Exercise -> In the data below, find the lines containing "script" and say how many there are, nothing more.

Recorded data ->
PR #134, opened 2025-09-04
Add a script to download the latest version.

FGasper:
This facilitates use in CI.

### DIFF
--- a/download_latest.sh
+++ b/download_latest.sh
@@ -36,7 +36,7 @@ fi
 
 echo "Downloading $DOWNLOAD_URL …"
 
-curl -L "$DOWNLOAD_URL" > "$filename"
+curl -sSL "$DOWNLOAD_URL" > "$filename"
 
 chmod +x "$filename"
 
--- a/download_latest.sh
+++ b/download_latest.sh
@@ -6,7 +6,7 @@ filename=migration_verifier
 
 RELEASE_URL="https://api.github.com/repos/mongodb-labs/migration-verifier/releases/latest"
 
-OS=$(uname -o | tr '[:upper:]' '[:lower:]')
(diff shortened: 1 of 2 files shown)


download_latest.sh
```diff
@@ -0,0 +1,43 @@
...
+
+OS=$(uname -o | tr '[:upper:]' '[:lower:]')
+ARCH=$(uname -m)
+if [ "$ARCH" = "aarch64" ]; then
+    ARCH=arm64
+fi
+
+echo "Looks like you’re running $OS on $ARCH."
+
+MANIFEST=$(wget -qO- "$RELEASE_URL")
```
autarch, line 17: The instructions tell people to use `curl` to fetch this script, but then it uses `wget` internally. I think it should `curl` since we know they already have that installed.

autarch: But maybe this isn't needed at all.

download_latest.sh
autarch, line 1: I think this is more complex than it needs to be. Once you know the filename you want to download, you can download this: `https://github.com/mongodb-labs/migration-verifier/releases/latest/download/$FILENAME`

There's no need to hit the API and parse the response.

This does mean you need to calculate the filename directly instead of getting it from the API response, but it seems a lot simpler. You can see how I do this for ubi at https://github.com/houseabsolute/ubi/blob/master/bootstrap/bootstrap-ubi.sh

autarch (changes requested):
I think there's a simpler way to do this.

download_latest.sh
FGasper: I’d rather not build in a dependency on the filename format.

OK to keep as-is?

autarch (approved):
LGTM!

--

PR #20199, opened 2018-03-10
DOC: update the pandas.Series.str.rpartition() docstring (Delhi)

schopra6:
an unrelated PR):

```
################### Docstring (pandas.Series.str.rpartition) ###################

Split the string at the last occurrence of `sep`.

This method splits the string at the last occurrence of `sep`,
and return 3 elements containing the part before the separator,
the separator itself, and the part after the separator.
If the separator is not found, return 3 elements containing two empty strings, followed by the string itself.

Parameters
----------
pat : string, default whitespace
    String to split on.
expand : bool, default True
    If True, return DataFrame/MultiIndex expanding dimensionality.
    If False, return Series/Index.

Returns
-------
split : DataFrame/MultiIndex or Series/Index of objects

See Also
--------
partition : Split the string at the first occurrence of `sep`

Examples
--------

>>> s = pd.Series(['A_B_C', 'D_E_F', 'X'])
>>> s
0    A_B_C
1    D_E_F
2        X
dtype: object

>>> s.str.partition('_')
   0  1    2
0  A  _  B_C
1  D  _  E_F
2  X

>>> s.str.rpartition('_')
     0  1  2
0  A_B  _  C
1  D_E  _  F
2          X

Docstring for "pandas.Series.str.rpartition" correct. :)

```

==

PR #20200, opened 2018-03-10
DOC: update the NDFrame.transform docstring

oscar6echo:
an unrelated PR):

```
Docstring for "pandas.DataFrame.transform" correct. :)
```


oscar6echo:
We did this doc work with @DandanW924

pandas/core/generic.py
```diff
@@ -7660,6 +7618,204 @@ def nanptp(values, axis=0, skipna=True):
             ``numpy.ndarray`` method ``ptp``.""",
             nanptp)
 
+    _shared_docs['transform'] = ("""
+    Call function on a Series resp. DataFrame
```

Answer to this problem -> 2